Source data section start

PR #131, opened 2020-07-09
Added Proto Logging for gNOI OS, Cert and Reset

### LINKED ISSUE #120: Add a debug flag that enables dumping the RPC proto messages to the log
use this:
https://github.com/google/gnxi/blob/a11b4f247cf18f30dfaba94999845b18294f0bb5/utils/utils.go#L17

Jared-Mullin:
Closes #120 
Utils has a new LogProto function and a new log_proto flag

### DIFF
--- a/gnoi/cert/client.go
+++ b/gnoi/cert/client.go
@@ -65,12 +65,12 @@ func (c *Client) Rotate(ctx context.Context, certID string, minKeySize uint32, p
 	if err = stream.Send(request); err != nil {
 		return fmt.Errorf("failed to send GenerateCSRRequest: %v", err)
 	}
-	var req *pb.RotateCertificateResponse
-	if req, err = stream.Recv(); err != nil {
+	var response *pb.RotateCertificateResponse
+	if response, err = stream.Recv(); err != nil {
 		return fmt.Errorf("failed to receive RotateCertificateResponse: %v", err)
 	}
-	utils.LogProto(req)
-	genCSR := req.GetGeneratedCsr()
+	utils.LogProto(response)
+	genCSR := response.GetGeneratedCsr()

Source data section end

**Problem to solve**
Please return, exactly as written, the line containing "if err = stream.Send(request);" and every line after it through the end of the records above, and nothing else.

**Completed exercise**
 	if err = stream.Send(request); err != nil {
 		return fmt.Errorf("failed to send GenerateCSRRequest: %v", err)
 	}
-	var req *pb.RotateCertificateResponse
-	if req, err = stream.Recv(); err != nil {
+	var response *pb.RotateCertificateResponse
+	if response, err = stream.Recv(); err != nil {
 		return fmt.Errorf("failed to receive RotateCertificateResponse: %v", err)
 	}
-	utils.LogProto(req)
-	genCSR := req.GetGeneratedCsr()
+	utils.LogProto(response)
+	genCSR := response.GetGeneratedCsr()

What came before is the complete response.